Records from a collection
PR #1516, opened 2026-05-04
fix: removes duplicated dependency from pyproject.toml

philnash:
prometheus-fastapi-instrumentator>=7.1.0 was in the list twice


lucaseduoli:
Merged in PR https://github.com/langflow-ai/openrag/pull/1518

• EXERCISE DIRECTIONS:
Set down the records once more, character for character.

• WRITTEN SOLUTION:
PR #1516, opened 2026-05-04
fix: removes duplicated dependency from pyproject.toml

philnash:
prometheus-fastapi-instrumentator>=7.1.0 was in the list twice


lucaseduoli:
Merged in PR https://github.com/langflow-ai/openrag/pull/1518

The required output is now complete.